When a company is faced with environmental liabilities, it is important to review the company’s insurance policies. In addition to evaluating the policies insuring agreements and exclusions, it is also important to review the limits of liability language to determine whether there are aggregate limits in the insurance policies and whether those aggregate limits apply.
Most comprehensive general liability (“CGL”) policies have a listed per-occurrence limit and an aggregate limit. A policy’s per occurrence limit caps the amount of money that an insurance company pays for an occurrence, which is often defined in policies as “an accident including continuous or repeated exposure to conditions, which results in bodily injury or property damage neither expected nor intended from the standpoint of the insured.” An aggregate limit caps the total amount that an insurance company pays no matter how many occurrences or claims are made under the policy.

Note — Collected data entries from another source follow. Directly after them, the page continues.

PR #1417, opened 2021-10-14
Support to add Kibana annotations at deployment level

framsouza:
This PR adds support to insert Kibana annotations at Deployment level

PR #1599, opened 2022-03-03
[7.17] Support to add Kibana annotations at deployment level (#1417)

jmlrt:
 - Support to add Kibana annotations at deployment level (#1417)


jmlrt:
ok to test

PR #1604, opened 2022-03-04
[meta] update docker images

jmlrt:
- use python slim base images
- bump python version
- bump python dependencies
- bump tools version


mgreau (approved):
LGTM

Many CGL policies issued before 1986 contain language in the Limits of Liability section of the policy that applied the aggregate limits to only certain risks: bodily injury and property damage arising from products hazards and completed operations, and property damage arising out of premises or operations rated on a remuneration basis. What does it mean that a policy was rated on a “remuneration basis”? How a policy was rated determines how the policy premiums were calculated. Policies may be rated on the basis of sales, remuneration (payroll), area, and receipts.
Environmental liabilities are considered part of the premises/operations hazard in the policies. When a company disposes of waste from its manufacturing operations, those disposal activities are a premises/operation hazard. InDetrex Chemical Industries, Inc. v. Employers Insurance of Wausau, 746 F. Supp. 1310 (N. D. Ohio 1990), Wausau Insurance Company acknowledged that environmental liabilities are part of the premises or operations hazard.
If the premium basis of the policy is not remuneration, but instead sales, for instance, then the aggregate limit may not apply to the company’s environmental liabilities. Moreover, even if the policy is rated on a remuneration basis, there may be more than one aggregate limit in the policy because many policies provide that the aggregate limit for the premises/operations hazard “shall apply separately with respect to each project away from premises owned or rented to the named insured.” Thus, each disposal could be considered a separate “project” away from the premises or each environmental site could be considered a separate “project”.
Recognizing the problems with the pre-1986 policy language, the insurance companies changed the policy wording in 1986 to make sure that the aggregate limits applied to all hazards. Nevertheless, a great deal of coverage may be available to policyholders as a result of the pre-1986 policy language.
A careful review of all triggered insurance policies is a must for any company faced with environmental liabilities. That review should include the limits of liability language in the policies and the applicability of any aggregate limits.